# FTP: Virtueller User (oder so) mit rechten von www-data?



## BlackMax (29. März 2011)

Hallo, erstmals. Bin neu hier =)

Ich habe vor, einen FTP Server aufzusetzen. Ich möchte, 2 User haben, die mit den rechten von www-data arbeiten.

Sinn: Ich habe mehrere webprojekte, die unabhängig auf einen Server funktionieren und dafür zwei verschiede Leute daran arbeiten sollen. Die dateien haben ja automatisch, wenn welche erstellt werden, alle www-data rechte^^

Ich weiß, dass es geht. Virtueller User oder so. Aber ich habs nun einige Zeit versucht und nix klappt^^

könnt ihr die entscheidenen Schritte sagen?  Was muss ich in der proftpd.conf eintragen? Gibs kein Generator für sowas?

Achja: Ich nutze Lenny ​


----------



## F4RR3LL (29. März 2011)

Wie wäre es wenn Du statt modPhp mit fastcgi oder suexec arbeitest. Dann ist das ganze abgesehen von den Vorteilen in Bezug auf Sicherheit beim Indianer auch mit den FTP Usern kein Problem.


----------



## BlackMax (29. März 2011)

wtf, davon habe ich ja nich nie was gehört!

geht das ned mit proftpd?


----------



## BlackMax (1. Apr. 2011)

Hallo?


----------



## F4RR3LL (1. Apr. 2011)

Haste mittlerweile mal geschaut was suexec und fastcgi sind ? 
Und ja das geht mit Proftpd. Bei meinem Beitrag ging es vor allem um den Webserver und seine Rechte... wenn du dort von modPHP (das ist meine ich sogar default) weg gehst tust Du Dich einfach leichter mit dem einstellen des Proftpd.


----------



## BlackMax (1. Apr. 2011)

Hi, habe danach geschaut. soweit bin ich mit meinem Kenntnissen noch nicht, dass ich das alles verstehe. Ich erhoffte mir, dass es einen entsprechenden Eintrag in der config gibt, den man anwenden muss aber sowas direkt nur in der config gibt es nicht?
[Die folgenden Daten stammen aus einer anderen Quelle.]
PR #19, opened 2017-01-25
Move eventauth into gomatrixserverlib

NegativeMjark:
Modify eventauth to use gomatrixserverlib's Event type

### DIFF
--- a/event.go
+++ b/event.go
@@ -54,6 +54,19 @@ func (eb *EventBuilder) SetUnsigned(unsigned interface{}) (err error) {
 type Event struct {
 	redacted  bool
 	eventJSON []byte
+	fields    eventFields
+}
+
+type eventFields struct {
+	RoomID     string           `json:"room_id"`
+	EventID    string           `json:"event_id"`
+	Sender     string           `json:"sender"`
+	Type       string           `json:"type"`
+	StateKey   *string          `json:"state_key"`
+	Content    rawJSON          `json:"content"`
+	PrevEvents []EventReference `json:"prev_events"`
+	AuthEvents []EventReference `json:"auth_events"`
+	Redacts    string           `json:"redacts"`
 }
 
 var emptyEventReferenceList = []EventReference{}
@@ -106,6 +119,7 @@ func (eb *EventBuilder) Build(eventID string, now time.Time, origin, keyID strin
 	}
 
 	result.eventJSON = eventJSON
+	err = json.Unmarshal(eventJSON, &result.fields)
 	return
 }
 
@@ -145,14 +159,18 @@ func NewEventFromUntrustedJSON(eventJSON []byte) (result Event, err error) {
 	}
 
 	result.eventJSON = eventJSON
+	err = json.Unmarshal(eventJSON, &result.fields)
 	return
 }
 
 // NewEventFromTrustedJSON loads a new event from some JSON that must be valid.
 // This will be more efficient than NewEventFromUntrustedJSON since it can skip cryptographic checks.
 // This can be used when loading matrix events from a local database.
-func NewEventFromTrustedJSON(eventJSON []byte, redacted bool) Event {
-	return Event{redacted, eventJSON}
+func NewEventFromTrustedJSON(eventJSON []byte, redacted bool) (result Event, err error) {
+	result.redacted = redacted
+	result.eventJSON = eventJSON
+	err = json.Unmarshal(eventJSON, &result.fields)
+	return
 }
 
 // Redacted returns whether the event is redacted.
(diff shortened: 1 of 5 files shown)


eventauth_test.go
```diff
@@ -393,17 +413,6 @@ func TestAllowedFirstJoin(t *testing.T) {
...
 			"type": "m.room.member",
 			"state_key": "@u1:a",
-			"sender": "@u1:a",
-			"room_id": "!r1:a",
-			"event_id": "$e4:a",
-			"content": {"membership": "join"},
-			"prev_events": [[0, {}]],
-			"unsigned": {
-				"not_allowed": "The prev_events event ID is not a string"
-			}
```
NegativeMjark: I can't actually use this test case anymore because the prev_events are parsed inside the constructor for events rather than inside the auth checks.

event.go
```diff
@@ -230,3 +248,89 @@ func (e Event) KeyIDs(signingName string) []string {
...
 	return verifyEventSignature(signingName, keyID, publicKey, e.eventJSON)
 }
+
+// IsState returns true if the event is a state event.
+func (e Event) IsState() bool {
+	return e.fields.StateKey != nil
+}
+
+// StateKey returns the "state_key" of the event, or the empty string if it's
+func (e Event) StateKey() string {
```
Kegsay: Comment isn't finished. Also, it feels deeply wrong to be defaulting to the empty string when the empty string is used so much as a state key. I feel this buys us nothing, since you need to know if this event is a state event in order for this to make any sense, so the typical use will be:
```go
if e.IsState() {
    key := e.StateKey()
}
```

...at which point you might as well be doing the `nil` deference yourself. What exactly is the intended use case here?

event.go
```diff
@@ -230,3 +248,89 @@ func (e Event) KeyIDs(signingName string) []string {
...
+}
+
+// UnmarshalJSON implements json.Unmarshaller
+func (er *EventReference) UnmarshalJSON(data []byte) error {
+	var tuple []rawJSON
+	if err := json.Unmarshal(data, &tuple); err != nil {
+		return err
+	}
+	if len(tuple) != 2 {
+		return fmt.Errorf("gomatrixserverlib: invalid event reference")
```
Kegsay: Be more helpful. If we get this in the wild, whoever is debugging this is going to be really sad that there isn't a more informative error message: state the length of the tuple and the expected length like we do for tests?

event.go
```diff
@@ -230,3 +248,89 @@ func (e Event) KeyIDs(signingName string) []string {
...
+	return nil
+}
+
+// MarshalJSON implements json.Marshaller
+func (er EventReference) MarshalJSON() ([]byte, error) {
+	hashes := struct {
+		SHA256 Base64String `json:"sha256"`
+	}{er.EventSHA256}
+
+	tuple := []interface{}{er.EventID, hashes}
```
Kegsay: It feels messy that we don't seem to have a well-formed struct for references and instead consistently refer to them as "tuples" and indexing into them rather than treating them as 2-field structs. How practical is it to make this a bit more structured (given the serialised JSON form isn't an object).

eventauth.go
```diff
@@ -204,25 +191,25 @@ func Allowed(event Event, authEvents AuthEvents) error {
 // createEventAllowed checks whether the m.room.create event is allowed.
 // It returns an error if the event is not allowed.
 func createEventAllowed(event Event) error {
-	if event.StateKey == nil {
+	if !event.IsState() {
 		return errorf("create event missing state key")
 	}
-	if *event.StateKey != "" {
-		return errorf("create event state key is not empty: %q", event.StateKey)
+	if event.StateKey() != "" {
```
Kegsay: I feel really uncomfortable with this given the default semantics if there is no state key. We're relying completely that we have checked `IsState()` prior to calling this: if we (re)move that then this check will NOT fail. This is really subtle: it's clearer in the previous diff because it's obvious there is a correlation since you're doing explicit `nil` checks on the same field.

I'd rather we removed `IsState()` and only exposed a nullable string return value for `StateKey()` to make this completely obvious.

Kegsay: Or alternatively expose a `StateKeyEquals(str)` function which will handle the non-existent case for you, since most of the time you are doing comparisons.

eventcontent.go
```diff
@@ -175,7 +175,7 @@ func (c *powerLevelContent) userLevel(userID string) int64 {
 }
 
 // eventLevel returns the power level needed to send an event in the room.
-func (c *powerLevelContent) eventLevel(eventType string, eventStateKey *string) int64 {
+func (c *powerLevelContent) eventLevel(eventType string, isState bool) int64 {
```
Kegsay: It's not obvious at call-sites what `eventLevel(eventType, false)` means. Can we enum this please to make it obvious to callers please?

NegativeMjark: Does ac667b7 work for you?

Kegsay: WFM!

Kegsay:
LGTM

Ich verstehe leider nicht ganz, was deine beiden Lösungen für genaue Auswirkungen hat...


----------



## F4RR3LL (1. Apr. 2011)

OK das ist kein Problem. Dann wärest Du eigentlich der ideale Kanditat um ispconfig 3 auf dem Server zu installieren. Denn hier kannst Du das wunderbar in einer grafischen Oberfläche anlegen und verwalten.
Du hättest dann zwar nicht Proftp aber das sollte wohl egal sein.
Du könntest dann mehrer FTP User zu einem Web anlegen.... und alle können drauf arbeiten und zugleich kann jeder mit bearbeiteten Dateien des jeweils anderen weiterarbeiten. Sollte doch genau das sein was Du suchst. Oder magst Du es unbedingt alles selber auf der Console machen, das geht natürlich auch,  ist aber dementsprechend weniger leicht.
Und um deine Frage noch direkt zu beantworten... mit einem einzelnen Eintrag in der Config ists nicht getan. 
Die AUswirkung meines Lösungsansatzes sind, erstens Sicherheitstechnischer Art, das jedes web unter einem eigenen User mit eingeschränkten Rechten läuft, und zugleich der Vorteil das Du durch entsprechende Gruppen und Userrechte des Webs mit verschiedenen FTP Usern daran arbeiten kannst.
Das ist jetzt alles erstmal recht knapp beschrieben, da es sich hier doch um ein riesen Thema handelt.
Gruß Sven


----------



## BlackMax (1. Apr. 2011)

Danke Dir, damit hast Du mir sehr geholfen! ich werde das mal ausprobieren und mich dann wieder melden


----------